ACTION ITEM -
Every record, down to the last line, must be given again exactly.

RECORDS SHOWN -
○ ○ ○

PR #603, opened 2021-10-10
Require Actualization

tatarize:
## Adds Constraints
* Requires all images be actualized to become cutcode
* Actualization requires overt step_level parameter.
* Actualization must occur before path defining the created for inner first calculations.
* Actualized size is used for path defined for creating inner first calculations.

## Classes Modified
* RasterCut objects use PIL.Image objects rather than SVGImage objects
* RasterCut requires explicit `tx` and `ty` values.
* `as_cutobjects` passes crosshatch value rather than uses settings.

## Functions Moved
* Actualization code moved into `actualize.py` rather than imagetools.
* Actualization code removed from `imagetools`.

## Code Simplified
* Removes duplicate code for crosshatch version of settings
* Remove alternate image filters for rasterplotter.

## Testing Added
* Include Robust Testing of actualization changes

### DIFF
--- a/test/test_core_cutcode.py
+++ b/test/test_core_cutcode.py
@@ -109,6 +109,7 @@ class TestCutcode(unittest.TestCase):
         self.assertTrue(isinstance(image, Image.Image))
         self.assertIn(image.mode, ("L", "1"))
         self.assertEqual(image.size, (3, 3))
+        self.assertEqual(rastercut.path, "M 100,100 L 100,106 L 106,106 L 106,100 Z")
 
     def test_cutcode_raster_crosshatch(self):
         """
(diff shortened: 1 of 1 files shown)


Sophist-UK:
Good concept - have not reviewed the code.

tatarize:
Yeah, still needs some stuff moved around. RasterCut, for example, takes a svgimage rather than pil.image which would be clearly superior there. So if we know what we're getting more stuff can simplify. I'll open it for review when done. It has the disadvantages of no being mission critical and being changes to semi-critical code.

tatarize:
This should be good now.
Bit of a big set of changes though, though heavily checked with tests.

○ ○ ○

ANSWER TO THE PROBLEM -
PR #603, opened 2021-10-10
Require Actualization

tatarize:
## Adds Constraints
* Requires all images be actualized to become cutcode
* Actualization requires overt step_level parameter.
* Actualization must occur before path defining the created for inner first calculations.
* Actualized size is used for path defined for creating inner first calculations.

## Classes Modified
* RasterCut objects use PIL.Image objects rather than SVGImage objects
* RasterCut requires explicit `tx` and `ty` values.
* `as_cutobjects` passes crosshatch value rather than uses settings.

## Functions Moved
* Actualization code moved into `actualize.py` rather than imagetools.
* Actualization code removed from `imagetools`.

## Code Simplified
* Removes duplicate code for crosshatch version of settings
* Remove alternate image filters for rasterplotter.

## Testing Added
* Include Robust Testing of actualization changes

### DIFF
--- a/test/test_core_cutcode.py
+++ b/test/test_core_cutcode.py
@@ -109,6 +109,7 @@ class TestCutcode(unittest.TestCase):
         self.assertTrue(isinstance(image, Image.Image))
         self.assertIn(image.mode, ("L", "1"))
         self.assertEqual(image.size, (3, 3))
+        self.assertEqual(rastercut.path, "M 100,100 L 100,106 L 106,106 L 106,100 Z")
 
     def test_cutcode_raster_crosshatch(self):
         """
(diff shortened: 1 of 1 files shown)


Sophist-UK:
Good concept - have not reviewed the code.

tatarize:
Yeah, still needs some stuff moved around. RasterCut, for example, takes a svgimage rather than pil.image which would be clearly superior there. So if we know what we're getting more stuff can simplify. I'll open it for review when done. It has the disadvantages of no being mission critical and being changes to semi-critical code.

tatarize:
This should be good now.
Bit of a big set of changes though, though heavily checked with tests.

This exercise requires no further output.